When it is more than adolescence

Most adolescent difficulty is exactly that, difficulty, and it resolves with the approach above. But it is worth knowing where the line is, because "it's just a phase" should never become a reason to leave a struggling dog without help.

If your dog is showing genuine fear or aggression, reacting to other dogs or people in a way that is escalating, panicking when left alone, or if the behaviour is getting worse rather than slowly better despite your best kind efforts, please get professional help, and get it early. Ask your vet for a referral to a qualified, reward-based behaviourist, one accredited through a recognised body such as the ABTC or APBC, and steer clear of anyone who talks about dominance, pack leadership or "balanced" training that includes aversives. Early, kind intervention in adolescence is far easier than trying to unpick an entrenched adult problem, and it is one of the best investments you will make in your dog's whole life. A vet check is also worth doing, because occasionally a change in behaviour has a physical cause, such as pain, sitting underneath it.

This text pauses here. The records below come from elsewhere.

Issue #2876, opened 2019-02-09
Adding a Storage that you have unlinked once throws an error when unlinking it again


indrive:
# Current behavior
When adding a storage a second time that you have unlinked before, will throw the following error:

![2019-02-08_19-21-35](https://user-images.githubusercontent.com/47465744/52514405-04ccbb80-2bd7-11e9-98bc-16e1128ab173.png)

![2019-02-08_19-22-55](https://user-images.githubusercontent.com/47465744/52514410-144c0480-2bd7-11e9-95ba-2cd5479043b7.png)

This only happens when the storage has folders with notes in them but does not happen when the storage is empty or when the storage has empty folders.

This is error is also thrown when loading Boostnote for the first time:
```
C:\Users\{Username}\Boostnote\notes doesn't exist
resolveStorageNotes
```
When a storage is added with a folder and a note for the first time, it throws the following error:
```
{Storage Location}\notes doesn't exist
resolveStorageNotes..

Attachment folder ("{Storage Location}\attachments\49b4041a-fe96-4cdf-bb6b-621bd6adcf84") did not exist...
```

# Expected behavior

It shouldn't throw an error after adding a storage that you have unlinked before.

# Steps to reproduce

1. Add a new storage
2. Add a Folder to the new storage
3. Add a note to that folder you just created in the new storage
4. Unlink the new storage
5. Add the new storage again
6. Unlink it again

# Environment

- Version : v0.11.15
- OS Version and name : Windows 10

PR #3168, opened 2019-07-26
When storage or folder is removed, Detail components should render without error

hikerpig:
## Description

Edit a note and unlink its folder or storage, current implementation of `browser/main/Detail/MarkdownNoteDetail.js` will throw exception due to invalid object property access, this PR add a safe guard to prevent it.

## Issue fixed

- #2876

## Type of changes

## Checklist:


ZeroX-DG:
@hikerpig can you resolve the conflict please?

hikerpig:
@ZeroX-DG Done 🎉

ZeroX-DG:
@hikerpig  thank you for resolving the conflict. It seem the bug is still there, I haven't have the time to look into it yet, if you can investigate this bug before me please do:)
image

hikerpig:
@ZeroX-DG  I see many features are deployed after my initial commit. All this errors occur when no storage matches the storageKey, some of them are purposely thrown by this [`findStorage`](https://github.com/BoostIO/Boostnote/blob/master/browser/lib/findStorage.js#L3:L3) method.

I just added some guards to avoid some scenarios, currently my editor won't break after storage is unlinked. 

But I see there are still some places called `findStorage` without a try/catch guard, maybe a thorough mine-sweeping is needed?

ZeroX-DG:
@hikerpig yes, I check out some places that call `findStorage` and I think it's not very safe to not catch the error at all. But catching the error is a difficult work, you have to choose to ignore an action or show a dialog to the user so if you want we can separate it into another PR.

hikerpig:
That will be great. This PR should be done by now.

And I think instead of throwing an error in `findStorage`, it should just return null if no matches found, and all callers should keep in mind and handle the null result, a simple `if (storage)` test would be better than try/catch. How do you feel about this @ZeroX-DG ?

If that's ok, I will take a look in this and open a draft PR in one or two days.

ZeroX-DG:
@hikerpig that's actually a good suggestion since `findStorage` only throw 1 error, we can reduce that to return null instead. BTW, I think the bug is not quite fixed yet, after you perform all the steps to reproduce the bug, everything works ok untill you click on the tag list button on side bar or when you add and unlink the storage another time. The new bug is caused by this function:

https://github.com/BoostIO/Boostnote/blob/5f56d3e0de48e3c49b454558caac5c81ea4430cf/browser/main/NoteList/index.js#L1108

I think it's caused by inconsistent between note list and storage list since the storage has been removed but the note list still try to access it. Can you investigate and fix it also? Thank you :+1:

hikerpig:
@ZeroX-DG I've fixed the errors in `NodeList/index.js`, have a look ~

PR #3175, opened 2019-07-28
optimize: should highlight any non-empty search query, fix #3164

### LINKED ISSUE #3164: Chinese characters are not highlighted by search queries
# Current behavior

can't highlight search word(Chinese)
[Screenshot from Gyazo](https://gyazo.com/e155c4e4810aeb98703598093f7a8108)

# Expected behavior
The same as the English word.

[Screenshot from Gyazo](https://gyazo.com/3d901ce156d9650b58d01d13a13dee9d)

# Steps to reproduce

1. focus search input
2. type or copy "测试" in that

# Environment

- Version : 0.12
- OS Version and name : MacOS 10.14

hikerpig:
## Description

Digg a little into the situation that #3164 describes, turns out it has nothing to do with unicode characters.

The original `msg.length < 3` threshold may be out of performance concern, but since I don't have that much notes kept, it doesn't seem an issue to me.

## Type of changes

### DIFF
--- a/browser/components/CodeEditor.js
+++ b/browser/components/CodeEditor.js
@@ -106,7 +106,7 @@ export default class CodeEditor extends React.Component {
     const component = this
 
     if (component.searchState) cm.removeOverlay(component.searchState)
-    if (msg.length < 3) return
+    if (msg.length < 1) return
 
     cm.operation(function () {
       component.searchState = makeOverlay(msg, 'searching')


ZeroX-DG:
@hikerpig I think you should allow user to be able to customize this. Because some people would prefer performance more so it would be great if you can add a setting for this 👍

hikerpig:
@ZeroX-DG  How about a `editor.searchHighlightQueryLengthThreshold` number setting? By default it should be 1.

Though I don't think it's necessary, since this highlight will not change any React vdom. It only operates current editor's CodeMirror instance, add some little highlight overlays ontop of matched contents.

ZeroX-DG:
hmm....you're right, we can just leave it as `1` since it doesn't affect anything :+1:

Issue #3060, opened 2019-06-06
TOC Links broken in HTML export


Zorlin:
# Current behavior

When exporting a note to HTML with a Table of Contents, the links are broken. The exact same note worked perfectly ~2-3 versions ago (haven't had a chance to bisect yet).

This is how the URL is generated now:

/path/to/file/#Getting-help

# Expected behavior

This is what the URL is supposed to be like:

/path/to/file/Lustre_Testbed_Guide.html#Getting-help

Basically the new Boostnote is stripping off the filename and adding a forward slash...

# Steps to reproduce
* Create a document with at least two headers
* Generate a TOC
* Export as HTML and try to click one

# Environment

- Version : 0.11.17
- OS Version and name : macOS Mojave 10.14.5

Zorlin:
Sorry, let me put it another way - it's somehow creating links as "/#blah" instead of "#blah"

Zorlin:
Weirdly I don't seem to see the issue in the HTML! Very bizarre...

Issue occurs in both Firefox and Chrome.

Flexo013:
This problem is fixed in the 0.12.1 release.

sirrah23:
# This is still an issue

Hi @Flexo013 . I can still reproduce this issue with the new v0.12.1 release.

## Steps to reproduce

Here's what I did in order to reproduce this issue independently (note that there's overlap here with what @Zorlin has already done):

1. Download and install Boostnote v0.12.1
2. Open Boostnote and create a new markdown note containing a TOC and eight headers
3. Export the note to HTML
4. Open the HTML file in Firefox v68.0.1 and click on a link in the TOC

## Expected result
The page will to jump to the anchor for the link that I clicked.

## Actual result
Firefox tried to open the link that I clicked as if it were its own HTML file.

## Recordings of the actual and expected results

Here's a recording of this issue in action:

![Boostnote-Issue-3060_Repro](https://user-images.githubusercontent.com/3108640/62000706-e20e6080-b0ab-11e9-9b9e-9099c8bfb455.gif)

and here's a recording of the expected behavior which I got working by manually fiddling with the exported HTML:

![Boostnote-Issue-3060_HTML-Only-Fix](https://user-images.githubusercontent.com/3108640/62000710-ea669b80-b0ab-11e9-8346-45e7965b3e40.gif)

# Root cause analysis

[...]

PR #3181, opened 2019-07-29
Fix 3060

sirrah23:
## Description

Right now there are only two export types that are using a special
output formatter, pdf and html. Both of these formatters currently populate the
`/html/head/base` portion of the associated html document with the name
of the target directory for the file that the user is exporting.

In order for internal links within the exported document to work
correctly, the value of base must also include the filename. This fix
removes the call to `path.dirname`, which gets rid of the necessary
filename.

## Issue fixed

#3060 

## Type of changes

- :radio_button: : Bug fix (Change that fixed an issue)

## Checklist:

- :radio_button: : My code follows [the project code style](docs/code_style.md)


Flexo013:
Could be related to the latest issue with TOC's

PR #3271, opened 2019-10-11
Fixed #3251 - fixed to use the saved zoom settings value when Boostnote started

### LINKED ISSUE #3251: the zoom setting is not effective when restart Boostnote
# Current behavior
the zoom setting is "80%",but it display as "100%" when restart Boostnote.

# Expected behavior

# Steps to reproduce

1. Open any note and change the zoom setting to any ratio except “100%”.
2. Restart Boostnote.
3. Display right.

# Environment
Download from "https://open.holytech.tech/clientarea.php?action=productdetails&id=28479"
Version: 0.12.1
Electron: 3.0.8
Chrome: 66.0.3359.181
Node.js: 10.2.0
V8: 6.6.346.32
OS: Windows_NT x64 10.0.17763

roottool:
## Description

I fixed to use the saved zoom settings value when Boostnote started.

### Screenshot

useSavedZoomSettingsValue

## Issue fixed

#3251

## Type of changes

## Checklist:

### DIFF
--- a/lib/main-window.js
+++ b/lib/main-window.js
@@ -39,6 +39,7 @@ const windowSize = config.get('windowsize') || {
   width: 1080,
   height: 720
 }
+const zoomFactor = config.get('zoomFactor') || 1.0
 
 const mainWindow = new BrowserWindow({
   x: windowSize.x,
@@ -49,7 +50,7 @@ const mainWindow = new BrowserWindow({
   minWidth: 500,
   minHeight: 320,
   webPreferences: {
-    zoomFactor: 1.0,
+    zoomFactor,
     enableBlinkFeatures: 'OverlayScrollbars'
   },
   icon: path.resolve(__dirname, '../resources/app.png')


lib/main-window.js
```diff
@@ -39,6 +39,7 @@ const windowSize = config.get('windowsize') || {
   width: 1080,
   height: 720
 }
+const zoomFactor = config.get('zoomFactor') || 1.0
```
ZeroX-DG: I don't remember the value `zoomFactor` being saved to config, can you explain where this `zoomFactor` come from? I checked `ZoomManager` but it saving the value directly to the user config file with the key `zoom` not `zoomFactor`

roottool: This `zoomFactor` come from [the electron docs about zoom settings](https://electronjs.org/docs/api/web-frame).
This docs uses `zoomFactor` or `zoomLevel` which are the zoom settings value.
`ZoomManager` uses `zoomFactor`, so I used `zoomfactor`.

But I checked `ZoomManager` again.
The zoom settings value saves to `zoom` in `ConfigManager`.
Should I change from `config.get('zoomFactor')` to `config.get('zoom')`?

ZeroX-DG: @roottool I'm really sorry for the late response. The thing is the zoom factor is saved using the ConfigManager which save to the local storage instead of the config file using electron config so your code here won't be able to retrieve the zoom factor. You will have to communicate with the rendering process to get the factor from the localStorage.
https://github.com/BoostIO/Boostnote/blob/1dd71fc923a5b972bf6685ca4b7aab41faf0f3d5/browser/main/lib/ConfigManager.js#L126-L128

ZeroX-DG:
@roottool ping

ZeroX-DG:
@roottool ping 2

ZeroX-DG:
Close due to inactivity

You are nearly through the hardest part

If you are reading this at eleven at night after a day where your dog seemed to have unlearned everything, hold on to two things. First, this is a documented developmental stage, not a verdict on your dog or on you. Second, it passes, and the dog who comes out the other side is the one you trained, now with an adult brain to run all of it. Owners often feel very alone in this phase, convinced everyone else's dog is perfect, so it is worth leaning on the community here, where you will find a great many people whose "ruined" teenage dogs turned into wonderful adults.

The far side of adolescence is adulthood, and with it the ordinary, settled rhythm of grown-up care. When you are ready for what that looks like, the transition to adult food and adult care walks you through it, and your pet's lifetime record is where all the work of this first year finally adds up. For tonight, though, just know this: keep being kind, keep being consistent, keep the trust intact, and your good dog comes back. He was never really gone.

References

  1. Asher L, England GCW, Deeming R, Harvey ND. Teenage dogs? Evidence for adolescent-phase conflict behaviour and an association between attachment to humans and pubertal timing in the domestic dog. Biology Letters 2020; 16(5): 20200097.
  2. Vieira de Castro AC, Fuchs D, Morello GM, et al. Does training method matter? Evidence for the negative impact of aversive-based methods on companion dog welfare. PLOS ONE 2020; 15(12): e0225023.
  3. China L, Mills DS, Cooper JJ. Efficacy of dog training with and without remote electronic collars vs. a focus on positive reinforcement. Frontiers in Veterinary Science 2020; 7: 508.
  4. AVSAB (American Veterinary Society of Animal Behavior). Position Statement on Humane Dog Training.
  5. Dogs Trust. Dog School / adolescent-dog and reward-based training guidance.